It was, it is, unjust. Even when I don’t believe their feeling of injustice really is injustice (for example, I don’t think it is unjust that I was and am not like them all), that doesn’t change the fact that they experience it as unjust, as a disruption in harmony, as a violation of the order of things. In their own way, they were just as lost and exiled and angry as I was. It’s the human condition.
How do we live with that? It is not something we can escape, try though we do. Is it something we must simply endure? Or is there a better way? Is there a way for that suffering to transform us, through love, into a new person? As a Christian, I accepted in theory that transformation is possible, and in fact it is only through suffering that we, like the Son of Man, are “glorified”. But I did not really know what that meant until I walked with Dante through the pits of Hell, climbed with him the mountain of Purgatory, and soared with him through the heights of Paradise, to see the face of God.
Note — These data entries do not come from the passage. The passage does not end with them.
PR #3739, opened 2022-08-01
VZ-6425: Add ha.yaml as example and update HA pipeline to use it

mgianatagh:
Provide an example configuration file, named ha.yaml, that has the suggested configuration to install a highly available prod environment.  Update the rolling upgrade pipeline to use the ha.yaml configuration.

Fix some tests to work with the ha.yaml configuration.

### DIFF
--- a/tests/e2e/verify-install/promstack/promstack_test.go
+++ b/tests/e2e/verify-install/promstack/promstack_test.go
@@ -7,6 +7,7 @@ import (
 	"fmt"
 	"time"
 
+	"github.com/Jeffail/gabs/v2"
 	. "github.com/onsi/ginkgo/v2"
 	. "github.com/onsi/gomega"
 	"github.com/verrazzano/verrazzano/pkg/k8sutil"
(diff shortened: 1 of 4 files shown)


tests/e2e/verify-install/promstack/promstack_test.go
```diff
@@ -98,7 +99,28 @@ func areOverridesEnabled() bool {
...
 		return false
 	}
-	return vz.Spec.Components.PrometheusOperator != nil && len(vz.Spec.Components.PrometheusOperator.ValueOverrides) > 0
+
+	promOper := vz.Spec.Components.PrometheusOperator
+	if promOper == nil || len(promOper.ValueOverrides) == 0 {
+		return false
+	}
+
+	// Look for the operator value
```
fredtibbitts, line 108: Can you elaborate this comment? What's the operator value? It's not clear to me what this code block is checking for. What's special about `podAnnotations.override`?

mgianatagh: Yes, I will update the comment.  The problem is that the test was previously assuming that if any override values were specified, then the override below must have been specified.  I changed to test to explicitly look for what it was expecting.  This test failed when I used the ha.yaml file because it was not setting this override, but is setting other unrelated ones.

prometheusOperator:
  podAnnotations:
    override: "true"

fredtibbitts: I see, thanks.

fredtibbitts (approved):

PR #3741, opened 2022-08-01
Fix an issue to add ingress-controller to list of components/namespaces map

saidu941:

Summary of changes:
> Changes to ComponentName to Namespaces map to remove wrong componentName and update with right one (ingress-controller)


kminder:
Please update the description with a more detail about the problem that this change fixes.
Is there a ticket for this that can be referenced?

pkg/constants/constants.go
```diff
@@ -151,7 +151,7 @@ const (
 	ExternalDNS                   = "external-dns"
 	VerrazzanoApplicationOperator = "verrazzano-application-operator"
 	CoherenceOperator             = "coherence-operator"
-	IngressController             = "ingress-controller-ingress-nginx-controller"
+	IngressController             = "ingress-controller"
 	IngressDefaultBackend         = "ingress-controller-ingress-nginx-defaultbackend"
```
bhatpmk, line 155: We don't have a component for the default backend. The constants are defined only for the components installed by Verrazzano, probably you can remove IngressDefaultBackend

bhatpmk: As IngressDefaultBackend is not used by ComponentNameToNamespacesMap, I think you can keep the variable as it is.

bhatpmk (approved):

PR #3753, opened 2022-08-02
Add VMC status condition for managed CA retrieved from Rancher, add cluster id to Rancher registration status of VMC

desagar:

### DIFF
--- a/platform-operator/controllers/clusters/rancher.go
+++ b/platform-operator/controllers/clusters/rancher.go
@@ -85,13 +85,16 @@ var rancherHTTPClient requestSender = &httpRequestSender{}
 
 // registerManagedClusterWithRancher registers a managed cluster with Rancher and returns a chunk of YAML that
 // must be applied on the managed cluster to complete the registration.
-func registerManagedClusterWithRancher(rc *rancherConfig, clusterName string, log vzlog.VerrazzanoLogger) (string, string, error) {
-	log.Oncef("Registering managed cluster in Rancher with name: %s", clusterName)
-
-	clusterID, err := importClusterToRancher(rc, clusterName, log)
-	if err != nil {
-		log.Errorf("Failed to import cluster to Rancher: %v", err)
-		return "", "", err
+func registerManagedClusterWithRancher(rc *rancherConfig, clusterName string, rancherClusterID string, log vzlog.VerrazzanoLogger) (string, string, error) {
+	clusterID := rancherClusterID
+	var err error
+	if clusterID == "" {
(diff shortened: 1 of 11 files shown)


platform-operator/controllers/clusters/rancher.go
```diff
@@ -52,6 +52,12 @@ const (
 	rancherClusterStateActive = "active"
 )
 
+var (
```
fredtibbitts, line 55: These variables aren't used in `rancher.go`. They should be moved to `vmc_controller_test.go`.

platform-operator/controllers/clusters/sync_manifest_secret.go
```diff
@@ -106,44 +95,64 @@ func (r *VerrazzanoManagedClusterReconciler) syncManifestSecret(ctx context.Cont
 
 // syncCACertSecret gets the CA cert from the managed cluster (if the cluster is active) and creates or updates the CA cert secret.
 // If there is a CA cert on the managed cluster, then this function returns the secret name containing the CA cert.
```
fredtibbitts, line 97: Comment is no longer accurate.

platform-operator/controllers/clusters/sync_manifest_secret.go
```diff
@@ -106,44 +95,64 @@ func (r *VerrazzanoManagedClusterReconciler) syncManifestSecret(ctx context.Cont
...
+	clusterID := vmc.Status.RancherRegistration.ClusterID
 	if len(clusterID) == 0 {
-		return "", nil
+		return nil
+	}
+	rc, err := newRancherConfig(r.Client, r.log)
+	if err != nil {
+		return err
+	}
+	if rc == nil || len(vmc.Spec.CASecret) > 0 {
```
fredtibbitts, line 107: `newRancherConfig` fetches multiple cluster resources and makes an HTTP call to Rancher, so it would probably be good to avoid all of that when the CA secret is already set by moving this check above the call to `newRancherConfig`.

platform-operator/controllers/clusters/rancher.go
desagar: done

platform-operator/controllers/clusters/sync_manifest_secret.go
desagar: good catch, fixed

platform-operator/controllers/clusters/sync_manifest_secret.go
desagar: done

fredtibbitts (dismissed):

fredtibbitts (approved):

PR #3755, opened 2022-08-02
VZ 6615: Retry updating the CR

anders-swanson:
Fixes issue where test may fail due to resource conflict when updating the Verrazzano CR.

### DIFF
--- a/tests/e2e/update/fluentd/fluentd_update.go
+++ b/tests/e2e/update/fluentd/fluentd_update.go
@@ -42,7 +42,7 @@ func (u *FluentdModifier) ModifyCR(cr *vzapi.Verrazzano) {
 }
 
 func ValidateUpdate(m update.CRModifier, expectedError string) {
-	gomega.Expect(func() bool {
+	gomega.Eventually(func() bool {
 		err := update.UpdateCR(m)
 		if err != nil {
 			pkg.Log(pkg.Info, fmt.Sprintf("Update error: %v", err))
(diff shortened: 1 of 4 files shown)


tests/e2e/update/fluentd/fluentd_update.go
```diff
@@ -42,7 +42,7 @@ func (u *FluentdModifier) ModifyCR(cr *vzapi.Verrazzano) {
 }
 
 func ValidateUpdate(m update.CRModifier, expectedError string) {
-	gomega.Expect(func() bool {
+	gomega.Eventually(func() bool {
```
mbenmclean, line 45: Why not just use the UpdateCRWithRetries here instead of using an eventually block?

mbenmclean (approved):

tests/e2e/update/fluentd/fluentd_update.go
```diff
@@ -42,7 +42,7 @@ func (u *FluentdModifier) ModifyCR(cr *vzapi.Verrazzano) {
...
 		err := update.UpdateCR(m)
```
pfmackin, line 46: shouldn't do update with retries also?

tests/e2e/update/updater.go
```diff
@@ -91,7 +82,7 @@ func defaultKubeConfigPath() string {
 // If the update fails, it retries by getting the latest version of CR and applying the same
 // update till it succeeds or timesout.
 func UpdateCRWithRetries(m CRModifier, pollingInterval, timeout time.Duration) {
-	RetryUpdate(m, defaultKubeConfigPath(), true, pollingInterval, timeout)
+	RetryUpdate(m, defaultKubeConfigPathOrDie(), true, pollingInterval, timeout)
```
pfmackin, line 85: This is most likely failing because of a stale resourceVersion that will only be resolved if you get a fresh CR.  Is that done in RetryUpdate?

tests/e2e/update/fluentd/fluentd_update.go
anders-swanson: This test wants to inspect the error. The pkg function doesn't have the same interface.

tests/e2e/update/fluentd/fluentd_update.go
anders-swanson: This test wants to inspect the error. The pkg function doesn't have the same interface.

tests/e2e/update/updater.go
anders-swanson: Each time it gets a fresh CR

pfmackin (approved):

PR #5608, opened 2023-03-20
MC test, extend Jaeger pod wait timeout

pfmackin:
The MC test failed because the Jaeger pod wasn't ready after 5 minutes, it was ready around 6 minutes after the OAM app was created.  Extend the timeout from 5 min to 10 min so that this doesn't fail, the failure has happened a few times.


stevshap (approved):
LGTM

PR #5609, opened 2023-03-20
Updating development version from 1.5.2 to 1.5.3

stevshap:
Updating development version from 1.5.2 to 1.5.3


bryantidd:
What about .verrazzano_developerment_version

PR #5621, opened 2023-03-21
VZ-9063 update kindest images

pfmackin:
Update the kindest images used for tests


mgianatagh (approved):

pfmackin:
These images have a issue where fluentd cannot read the systemd logs

PR #5625, opened 2023-03-22
JIRA: VZ-8333 Modify Verrazzano to leverage Helm libs rather than Helm CLI

jmaron99:
The PR has modified the helmcli.go file to leverage the Helm libs rather than the CLI.  Interactions/API from other layers remain the same for the time being (though I can envision further improvements in terms of modularity and maintainability in the future).  Most other changes involve updates to unit tests to leverage the helm API rather than override/stub out functionality.

Some specific topics for review:
- Should all components be interacting with helm layer during installation etc?  During unit test modifications discovered that some components don't actually interact with helm (though functions were stubbed out).  Primarily a discussion of helmcli.GetChartStatus and it's handling of the "no chart found" condition
- Level of logging?  During registration of Helm action config a log method is specified - should that be "info" or "debug" level logger?
- stdout/stderr returns from helm commands?


pkg/helm/helmcli.go
```diff
@@ -42,207 +44,142 @@ type HelmOverrides struct {
...
 
-	stdout, stderr, err = runHelm(log, releaseName, namespace, chartDir, "upgrade", wait, args, dryRun)
+	p := getter.All(settings)
+	vals, err := mergeValues(overrides, p)
 	if err != nil {
-		return stdout, stderr, err
+		return err
+	}
+	// load chart from the path
+	chart, err := loadChartFn(chartDir)
```
michael-cico, line 120: Should we load the chart closer to where we use it?  Looks like we don't use it until further down, and we may not need to load it if some of the checks in between fail.

jmaron99: I could.  Generally I didn't change the ordering or general structure of the methods so that is probably in the "equivalent" location to where it was previously.  But if you feel that this would be an improvement I could move it.

pkg/helm/helmcli.go
```diff
@@ -428,48 +351,119 @@ func getReleaseAppVersion(releaseName string, namespace string) (string, error)
...
+		return nil, err
+	}
+	return data.Bytes(), err
 }
 
-// SetDefaultRunner sets the command runner to default
-func SetDefaultRunner() {
-	runner = vzos.DefaultRunner{}
+// mergeValues merges values from the specified overrides
+func mergeValues(overrides []HelmOverrides, p getter.Providers) (map[string]interface{}, error) {
```
michael-cico, line 419: So the API doesn't do this for us huh?  Bummer.

jmaron99: Agreed

pkg/helm/helmcli.go
michael-cico: nah it's fine.

michael-cico (approved):

PR #5627, opened 2023-03-22
Skip OCI Node driver activation aamitra/rancher phase1

theabmitra:


platform-operator/controllers/verrazzano/component/rancher/rancher_component.go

I came back from the journey changed, and wrote How Dante  to tell others what I saw on the pilgrimage, and to urge them to go on the Dante walk themselves, to discover who they are, and to come back changed for the better.
A friend of mine is suffering right now. He has lost nearly everything he held dear. He is flat on his back. Nothing makes sense to him right now. I’m going to go visit him today, and if he is open to listening to me, I’m going to tell him what Dante did for me — or, to be precise, what God did for me through reading Dante. Dante’s story is my story and Charles Featherstone’s story and my woebegone friend’s story. And it is a story that begins as tragedy, but ends as comedy — that is, happily — through the power of Love. I am a witness to the power of this poem to heal and renew. And I apologize to readers who are bored by it all, can’t stop talking about it.